# [Assignment]
In the material below, list every line carrying the string "resolved".

# [Records shown]
Issue #769, opened 2023-10-06
Support `@ExpectedToFail(onlyIf=MyException.class)`


knutwannheden:
I really loved using JUnit 4's `@Test(expected)` for the use case for which `@ExpectedToFail` was designed thanks for this!). The only thing I am missing is a way to restrict this feature to only apply when the test case failed with a given exception. Sometimes I would for example throw an `UnsupportedOperationException` in the production code and only want the corresponding tests not to fail, when that is the reason, not when there is an `AssertionError` (which may instead indicate a bug).

beatngu13:
I like that idea! With `onExceptions`, we already have something similar in `@RetryingTest`:

https://junit-pioneer.org/docs/retrying-test/#configuring-on-which-exceptions-to-retry

Not sure if I would go with `onlyIf`, but that's a detail. What does everybody else think?

If feedback is positive, @knutwannheden would you be interested in giving this a shot (i.e. provide a PR)?

nipafx:
Quoting from the `@ExpectedToFail` documentation:

> This annotation is not intended as a way to mark test methods which intentionally cause exceptions. Such test methods should use [JUnit’s assertThrows](https://junit.org/junit5/docs/current/api/org.junit.jupiter.api/org/junit/jupiter/api/Assertions.html#assertThrows(java.lang.Class,org.junit.jupiter.api.function.Executable)) or similar means to explicitly test for a specific exception class being thrown by a specific action.

knutwannheden:
@nipafx Yes, I get that part and I don't see any real contradiction to my use case. The current annotation can be thought to have `onExceptions=Throwable.class`.

In the use case I outlined I have developed a set of tests (e.g. to match some specification) and in the implementation I throw `UnsupportedOperationException`s. Now as I make progress I fix the production code by replacing the exception with a proper implementation, at which point the `@ExpectedToFail` annotation can be removed again.

nipafx:
Yeah, I see your point. `@ExpectedToFail` essentially says "I know this code fails - let me know when that changes" and with your addition, it's "I know this code fails _for a specific reason_ - let me know when that changes". Makes sense, I'll have a look at the PR-

PR #774, opened 2023-10-07
Add `withExceptions` attribute to `@ExpectedToFail`

knutwannheden:
Adds a new `onExceptions` attribute to `@ExpectedToFail` using which the scope of the extension can be limited to only consider the test as successful if the thrown exception matches one of the given types.

Fixes: #769


knutwannheden:
This is still in draft state, as I will need to add more documentation and tests. I just wanted to make sure I am not pulling in the wrong direction with this and also check if you already have some input on this.

src/main/java/org/junitpioneer/jupiter/ExpectedToFailExtension.java
```diff
@@ -42,7 +42,12 @@ private static void invokeAndInvertResult(Invocation<Void> invocation, Extension
 				throw t;
 			}
 
-			String message = getExpectedToFailAnnotation(extensionContext).value();
+			ExpectedToFail expectedToFail = getExpectedToFailAnnotation(extensionContext);
+			if (!expectedToFail.onExceptions()[0].isInstance(t)) {
```
Michael1993, line 46: I thought this was an array but you only check the first element?

src/test/java/org/junitpioneer/jupiter/ExpectedToFailExtensionTests.java
```diff
@@ -101,6 +101,16 @@ void failsOnWorkingTest() {
...
 	}
 
+	@Test
+	void failsOnTestThrowingUnexpectedException() {
+		ExecutionResults results = PioneerTestKit.executeTestMethod(ExpectedToFailTestCases.class, "unexpectedException");
+		assertThat(results)
+				.hasSingleStartedTest()
+				.whichFailed()
+				.withExceptionInstanceOf(AssertionError.class)
+				.hasMessage("Test marked as 'expected to fail' failed with an unexpected class java.lang.IllegalArgumentException exception");
```
Michael1993, line 111: I would not bake in the classname to the test, but that's personal preference.

The exception is actually an [AssertionFailedError](https://ota4j-team.github.io/opentest4j/docs/1.0.0/api/org/opentest4j/AssertionFailedError.html?is-external=true) an extension of but not an `AssertionError` (exactly).

src/main/java/org/junitpioneer/jupiter/ExpectedToFailExtension.java
```diff
@@ -42,7 +42,12 @@ private static void invokeAndInvertResult(Invocation<Void> invocation, Extension
...
+				fail("Test marked as 'expected to fail' failed with an unexpected " + t.getClass() + " exception");
```
Michael1993, line 47: `Assertions::fail` can take a second parameter `Throwable` cause, which I think is applicable here?

Michael1993 (commented):
I am undecided if I like this proposal. I really appreciate you taking the initiative and I'm not outright opposed to it, it's just that I worry that despite this being something for a specific use-case, people will be tempted to use it as a "fix-all". Does that make sense?

knutwannheden:
@Michael1993 I definitely agree with your review comments. I just slapped this together to better convey the idea and to have something concrete to discuss.

I understand your concern but I honestly don't quite see the "fix-all" problem. If anything it is JUnit's own `@Disabled` I see as a fix-all, that gets used (and then forgotten!) far too often. Also `@ExpectedToFail` annotations can linger on for a long time, which I think is OK, since they already narrow down the scope a lot (the test actually must fail). Now, this `onExceptions` attribute narrows this scope down even more, because the test must fail with a specific exception.

My only "concern" as a maintainer would be that the use case is probably rather unusual. But as I think I already mentioned in the issue, JUnit 4's `@Test(expected)` actually allowed this (even though it was probably primarily designed for what today `assertThrows()` should be used for) and I found it extremely useful when for example working on a new implementation for some API spec.

Michael1993:
Okay, I see your point. Please go ahead with the PR. 😄

src/main/java/org/junitpioneer/jupiter/ExpectedToFailExtension.java
knutwannheden: So you mean that if the test throws an `AssertionFailedError` then we should check its cause (if any) against the `onExceptions` types?

Michael1993: Hm, no, I don't think that's right. Assertion errors are assertion failures which is not the use-case I had in mind... Unless you can justify it?

I just meant we should not be "swallowing" unexpected exceptions because it makes debugging harder.

src/main/java/org/junitpioneer/jupiter/ExpectedToFail.java
```diff
@@ -33,6 +33,13 @@
  * of disabled tests over time.
  * </p>
  *
+ * <p>Further, the {@link #onExceptions()} attribute can be used to restrict the extension's behavior
+ * to specific exceptions. I.e. only if the test method end up throwing one of the specified exceptions
+ * will the test be aborted. This can for example be used when the production code temporarily throws
+ * an {@link UnsupportedOperationException} because some feature has not been implemented yet, but the
+ * test method is already implemented and should not be aborted on a failing assertion.
```
Michael1993, line 40: Should not be aborted?

This doesn't really makes sense. I think this should be "should not fail"?

Michael1993 (changes requested):
Please apply spotless and add documentation, if you can. Thank you!

src/main/java/org/junitpioneer/jupiter/ExpectedToFailExtension.java
knutwannheden: OK, I see what you mean. That of course makes sense.

src/demo/java/org/junitpioneer/jupiter/ExpectedToFailExtensionDemo.java
```diff
@@ -18,7 +18,7 @@ public class ExpectedToFailExtensionDemo {
 
 	// tag::expected_to_fail[]
 	@Test
-	@ExpectedToFail
+	@ExpectedToFail(onExceptions = Exception.class)
```
Michael1993, line 21: Sorry, why did you change this?

src/main/java/org/junitpioneer/jupiter/ExpectedToFailExtension.java
```diff
@@ -42,7 +43,12 @@ private static void invokeAndInvertResult(Invocation<Void> invocation, Extension
 				throw t;
 			}
 
-			String message = getExpectedToFailAnnotation(extensionContext).value();
+			ExpectedToFail expectedToFail = getExpectedToFailAnnotation(extensionContext);
+			if (Stream.of(expectedToFail.onExceptions()).noneMatch(c -> c.isInstance(t))) {
```
Michael1993, line 47: Personally, I am not a fan of single letter lambda parameters but that is just personal preference. 🐸

src/demo/java/org/junitpioneer/jupiter/ExpectedToFailExtensionDemo.java
knutwannheden: Hmm... That looks like a mistake. I think I probably did that when I first started looking into this and mistakenly edited this file. Sorry about that!

src/main/java/org/junitpioneer/jupiter/ExpectedToFailExtension.java
knutwannheden: For me it is either way. Paramount is of course the overall code consistency.

src/demo/java/org/junitpioneer/jupiter/ExpectedToFailExtensionDemo.java
```diff
@@ -32,10 +32,23 @@ void doSomething() {
 		int actual = brokenMethod();
 		assertEquals(10, actual);
 	}
-	// end::expected_to_fail_message[]
 
 	private int brokenMethod() {
 		return 0;
 	}
+	// end::expected_to_fail_message[]
```
knutwannheden, line 39: I hope you agree with me moving this end marker and doing the same for my new example.

Michael1993: I don't think the two are equivalent. Your example showcases a planned feature with no body (which could be an actual example of someone using this) but the previous example doesn't actually showcase what the example is talking about... The `brokenMethod` is not actually "broken", and seeing it **not** returning 10 doesn't help understanding. Does this make sense?

I'd move back the tag here but leave the one in your example where it is.

docs/expected-to-fail-tests.adoc
```diff
@@ -44,6 +44,18 @@ A custom message can be provided, explaining why the tested code is not working
 include::{demo}[tag=expected_to_fail_message]
 ----
 
+In some cases it may be desirable to only have the test be aborted on certain exceptions.
```
Michael1993, line 47: I like the documentation change but the project adheres to the "one-sentence-per-line" rule. Could you format it that way, please?

src/demo/java/org/junitpioneer/jupiter/ExpectedToFailExtensionDemo.java
knutwannheden: Yes, that makes sense.

docs/expected-to-fail-tests.adoc
knutwannheden: I should have read that more carefully. Sorry about that!

docs/expected-to-fail-tests.adoc
```diff
@@ -45,11 +45,9 @@ include::{demo}[tag=expected_to_fail_message]
...
 
 In some cases it may be desirable to only have the test be aborted on certain exceptions.
-In the following example a test case for `productionFeature()` has been implemented. The test
-has been fully implemented, but the production code has not been implemented yet and throws an
-`UnsupportedOperationException` to indicate this. Once the production code has been implemented
-the test method will fail if the code were to return the wrong result and fail due to a failing
-assertion.
+In the following example a test case for `productionFeature()` has been implemented.
+The test has been fully implemented, but the production code has not been implemented yet and throws an `UnsupportedOperationException` to indicate this.
+Once the production code has been implemented the test method will fail if the code were to return the wrong result and fail due to a failing assertion.
```
Michael1993, line 50: Wait, is this correct? I thought it would always fail because the expectation is not fulfilled so it doesn't matter what's in the test.

knutwannheden: Maybe you can propose a better way to phrase this. By "Once the production code has been implemented" I mean that `productionFeature()` is now no longer throwing an `UnsupportedOperationException`, but instead maybe the wrong answer (e.g. `11`). Without `onExceptions` the test would continue to be skipped. With `onExceptions` the failing assertion will now cause the test to fail.

Perhaps it would make it clearer if I spell it out like that.

Michael1993:
```
Once the feature has been implemented `@ExpectedToFail` will fail the test as it no longer throws `UnsupportedOperationException`. If you don't use `onExceptions` in `@ExpectedToFail` you risk "masking" your implementation being faulty - which `@ExpectedToFail` would mark as passing.
```

What do you think?

I would also put a warning here to NOT use `onExceptions` for assertion - you can look at Nicolai's comment on the linked issue.

knutwannheden: I've rephrased the documentation yet yet again (and added a subsection header). I hope this will clarify things.

Please note that I am of course also happy with you changing the documentation to whatever you like. I am obviously not a technical writer 😄

Michael1993 (approved):
I'm happy with current state of the PR. I'd ask you to add yourself to the README as a contributor (but that's not mandatory, only if you want to). Thank you for your patience and hard work!

knutwannheden:
> Thank you for your patience and hard work!

Thanks a lot for your thoroughness and patience!

Bukama:
Running full run

src/main/java/org/junitpioneer/jupiter/ExpectedToFail.java
```diff
@@ -33,6 +33,13 @@
  * of disabled tests over time.
  * </p>
  *
+ * <p>Further, the {@link #onExceptions()} attribute can be used to restrict the extension's behavior
+ * to specific exceptions. I.e. only if the test method end up throwing one of the specified exceptions
```
beatngu13, line 37:
```suggestion
 * to specific exceptions. That is, only if the test method ends up throwing one of the specified exceptions
```

src/main/java/org/junitpioneer/jupiter/ExpectedToFailExtension.java
```diff
@@ -42,7 +43,12 @@ private static void invokeAndInvertResult(Invocation<Void> invocation, Extension
 				throw t;
 			}
 
-			String message = getExpectedToFailAnnotation(extensionContext).value();
+			ExpectedToFail expectedToFail = getExpectedToFailAnnotation(extensionContext);
+			if (Stream.of(expectedToFail.onExceptions()).noneMatch(clazz -> clazz.isInstance(t))) {
+				fail("Test marked as 'expected to fail' failed with an unexpected exception", t);
```
beatngu13, line 48:
```suggestion
				fail("Test marked as temporarily 'expected to fail' failed with an unexpected exception", t);
```

nipafx (changes requested):
Hey @knutwannheden, thank you for opening the PR - it looks really good. 😃  A few things could be changed - see below.

But, importantly, can you please open another PR [from a feature branch](https://github.com/junit-pioneer/junit-pioneer/blob/main/CONTRIBUTING.adoc#branching-strategy) and not `main`?  Thanks!

nipafx:
Oh, and if you rebase it on the current `main`, you can fix the merge conflict - it comes from the `README`, which now `.adoc` not `.md`.

knutwannheden:
@nipafx Thanks for your review comments. I assume I should wait until the other maintainers have chimed in. In the meantime I've updated the PR with the latest changes from `main`.

Bukama:
> @nipafx Thanks for your review comments. I assume I should wait until the other maintainers have chimed in. In the meantime I've updated the PR with the latest changes from `main`.

Well what @nipafx didn't wrote: We literally had a team meeting online stream about all Pioneer things yesterday :)

nipafx:
I managed to push a small fix on the README order to your `main` branch, but it's a bit cumbersome. We can keep this PR as is, but please keep in mind for the next one, not to open it from your `main` branch.

Other than that, I will let you take a look at the two remaining comments I made above.

src/main/java/org/junitpioneer/jupiter/ExpectedToFail.java
```diff
@@ -72,4 +78,9 @@
 	 */
 	String value() default "";
 
+	/**
+	 * Specifies which exceptions are expected to be thrown and will cause the test to be aborted rather than fail.
+	 */
+	Class<? extends Throwable>[] onExceptions() default { Throwable.class };
```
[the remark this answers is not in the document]
knutwannheden: I renamed it to `withExceptions` now (notice the plural form). Only supporting a single exception type would however also work well for me.

docs/expected-to-fail-tests.adoc
```diff
@@ -44,6 +44,25 @@ A custom message can be provided, explaining why the tested code is not working
 include::{demo}[tag=expected_to_fail_message]
 ----
 
+=== Only Abort on Expected Exceptions
+
+A test that is `@ExpectedToFail` will change its behavior by starting to actually fail, once the code under test behaves correctly.
+If the underlying failure changes, though, for example from an assertion error to an exception or from an `UnsupportedOperationException` of a formerly missing implementation to a runtime exception of buggy implementation, the `@ExpectedToFail`-test will keep passing.
+
+To better react to such changes, `@ExpectedToFail` has an attribute `onExceptions` that can be used to enumerate the exceptions which when thrown will result in an aborted (and thus passing) test.
```
Michael1993, line 52:
```suggestion
To better react to such changes, `@ExpectedToFail` has an attribute `withExceptions` that can be used to enumerate the exceptions which when thrown will result in an aborted (and thus passing) test.
```

src/main/java/org/junitpioneer/jupiter/ExpectedToFailExtension.java
Michael1993: @knutwannheden You marked this as resolved but I don't see the change?

Michael1993 (changes requested):
If you have the time, please write a few more tests to cover the lines marked in the Sonar analysis.

knutwannheden:
@Michael1993 Sorry about the long delays!

src/main/java/org/junitpioneer/jupiter/ExpectedToFailExtension.java
```diff
@@ -31,6 +32,11 @@ public void interceptTestMethod(Invocation<Void> invocation, ReflectiveInvocatio
 
 	private static void invokeAndInvertResult(Invocation<Void> invocation, ExtensionContext extensionContext)
 			throws Throwable {
+		ExpectedToFail expectedToFail = getExpectedToFailAnnotation(extensionContext);
+		if (expectedToFail.withExceptions().length == 0) {
+			fail("@ExpectedToFail withExceptions must not be empty");
```
Michael1993, line 37: This is not an `AssertionFailedError`, since it does not originate from the test itself - should be an `ExtensionConfigurationException`.

Michael1993 (approved):

docs/expected-to-fail-tests.adoc
beatngu13: @Michael1993 given your approval on December 2, 2023, I mark this as resolved.

beatngu13 (approved):

beatngu13:
Proposed commit message:

```
Add withExceptions to ExpectedToFail (#769 / #774)

Adds a new `withExceptions` attribute to `@ExpectedToFail`, which
allows to limit the scope of the extension to only consider the test
as successful if the thrown exception matches one of the given types.

Closes: #769
PR: #774
```

beatngu13:
@knutwannheden thanks again! 🙏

# [Task response]
Michael1993: @knutwannheden You marked this as resolved but I don't see the change?
beatngu13: @Michael1993 given your approval on December 2, 2023, I mark this as resolved.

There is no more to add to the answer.